解体現場の鉄くず窃盗、4人に有罪判決 大熊

 

 東京電力福島第1原発事故で帰還困難区域だった大熊町図書館の解体工事現場から鉄くずを盗んだとして、窃盗の罪に問われた4被告の判決公判は2日、地裁いわき支部で開かれ、三井大有裁判官はいずれも執行猶予付きの有罪判決を言い渡した。

 判決は、いわき市平南白土の建設作業員の男(39)、男(38)、男(40)の3被告に懲役2年、執行猶予3年(求刑懲役2年)、伊達市中道の建設作業員の被告の男(38)に懲役1年6月、執行猶予3年(求刑懲役1年6月)。

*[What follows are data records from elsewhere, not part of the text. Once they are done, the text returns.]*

PR #6307, opened 2023-06-13
CBG-2993: allow tcp_nodelay to be set to false for tls connections

gregns1:
CBG-2993

Small change to allow tcp_nodelay to be set for tls connections. The PR essentialy checks for tls connection and then gets the underlying tcp connection to perform the SetNoDelay operation on. 
Tested manually through the debugger and seems to work fine with tls connections and TCP connections. 
This change includes a refactor of the code. I have made the function return type void and the callers don't use the returned type. 

## Pre-review checklist

- [x] `GSI=true,xattrs=true` https://jenkins.sgwdev.com/job/SyncGateway-Integration/1890/

### DIFF
--- a/base/util.go
+++ b/base/util.go
@@ -1650,25 +1650,27 @@ func GetHttpClientForWebSocket(insecureSkipVerify bool) *http.Client {
 // Turns off TCP NODELAY on a TCP connection.
 // On success returns true; on failure logs a warning and returns false.
 // (There's really no reason for a caller to take note of the return value.)
-func turnOffNoDelay(ctx context.Context, conn net.Conn) bool {
+func turnOffNoDelay(ctx context.Context, conn net.Conn) {
+	var underlyingTCPConn *net.TCPConn
 	if tlsConn, ok := conn.(*tls.Conn); ok {
-		underlyingTCPConn := tlsConn.NetConn()
-		if tcp, ok := underlyingTCPConn.(*net.TCPConn); !ok {
-			WarnfCtx(ctx, "Couldn't turn off NODELAY for tls conn %v: underlying connection is not type *net.TCPConn", conn)
-		} else if err := tcp.SetNoDelay(false); err != nil {
-			WarnfCtx(ctx, "Couldn't turn off NODELAY for %v: %v", conn, err)
+		netConnection := tlsConn.NetConn()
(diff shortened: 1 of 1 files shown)


base/util.go
```diff
@@ -1650,15 +1650,27 @@ func GetHttpClientForWebSocket(insecureSkipVerify bool) *http.Client {
...
-		WarnfCtx(ctx, "Couldn't turn off NODELAY for %v: %v", conn, err)
+func turnOffNoDelay(ctx context.Context, conn net.Conn) {
+	var underlyingTCPConn *net.TCPConn
+	if tlsConn, ok := conn.(*tls.Conn); ok {
+		netConnection := tlsConn.NetConn()
+		if tcp, isTCPConn := netConnection.(*net.TCPConn); isTCPConn {
+			underlyingTCPConn = tcp
+		} else {
+			WarnfCtx(ctx, "Couldn't turn off NODELAY for conn %v: underlying connection is not type *net.TCPConn", conn)
+		}
```
bbrks: We're having to do this `TCPConn` type assertion twice due to the structure of these conditions.

I think this function could do 3 distinct steps to reduce the duplication, and reduce the nesting by using early returns. Something like this:

```go
var netConn = conn

// 1. Unwrap `net.Conn` for known wrappers (only `tls.Conn` as of now)
if tlsConn, ok := netConn.(*tls.Conn); ok {
	netConn = tlsConn.NetConn()
}

// 2. Type assert `net.TCPConn` from unwrapped `net.Conn`
tcpConn, ok := netConn.(*net.TCPConn)
if !ok {
	// 2.a Or warn/return if we still don't have a `net.TCPConn`, making sure to keep `%T` in the warning, so we know what type caused that type assertion to fail!
	WarnfCtx(ctx, "Couldn't turn off NODELAY for %v: %T is not type *net.TCPConn", conn, conn)
	return
}

// 3. `SetNoDelay`
if err := tcpConn.SetNoDelay(false); err != nil {
	WarnfCtx(ctx, "Couldn't turn off NODELAY for %v: %v", conn, err)
}
```

bbrks (changes requested):
Have left a suggestion for further cleanup

bbrks (approved):
:+1:

PR #6313, opened 2023-06-15
CBG-2927: Total Sync Time stat

gregns1:
CBG-2927

Small change to add a new stat called TotalSyncTime. This is implemneted through a background task that runs each seocnd and incremnets the stat by the NumReplicationsActive stat each time. 
NOTE: due to timing issues the unit test cannot assert on the exact value of the stat so rather just asserts that the stat increases after a wait for a few seconds.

 判決理由で、三井裁判官は「復興工事の最中の大熊町に経済的損失を与え、被害品が放射線により汚染されている可能性が否定できないのに売却して回収不能とし、地域社会に不安を与えた」と述べた。一方、町へ被害額全額を弁償したことや反省の態度を示していることなどから執行猶予とした。

 判決によるといわきの3被告は2023年5月12~13日ごろ、2回にわたり大熊町下野上の工事現場から鉄計約7.5トン(時価31万円相当)を盗んだ。また3被告と伊達の被告の男は同月25~27日ごろ、4回にわたり同現場から鉄などの金属計約14.6トン(時価70万円相当)を盗んだ。